* **Input data**
PR #521, opened 2021-05-19
[nrf toup] modules: tfm: add missing CMAKE_ARGS multi value arg

hakonfam:
CMAKE_ARGS is documented and used, but not parsed.


ioannisg:
> Already in place upstream

Yeap, it needs to be cherry-picked, btw, as it was merged only yesterday

PR #523, opened 2021-05-19
coredump_log: coredump log in panic mode

RobertGalatNordic:
Current implementation assumes that CONFIG_LOG_MODE_IMMEDIATE=y guarantees the complete transfer, and it is not true.
In my opinion core dump should always be printed in panic mode.

Signed-off-by: Robert Gałat <robert.galat@nordicsemi.no>

### DIFF
--- a/subsys/debug/coredump/coredump_backend_logging.c
+++ b/subsys/debug/coredump/coredump_backend_logging.c
@@ -30,9 +30,7 @@ static void coredump_logging_backend_start(void)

* **Exercise**
Copy out each line in the preceding records that contains "opened".

* **The completed task**
PR #521, opened 2021-05-19
PR #523, opened 2021-05-19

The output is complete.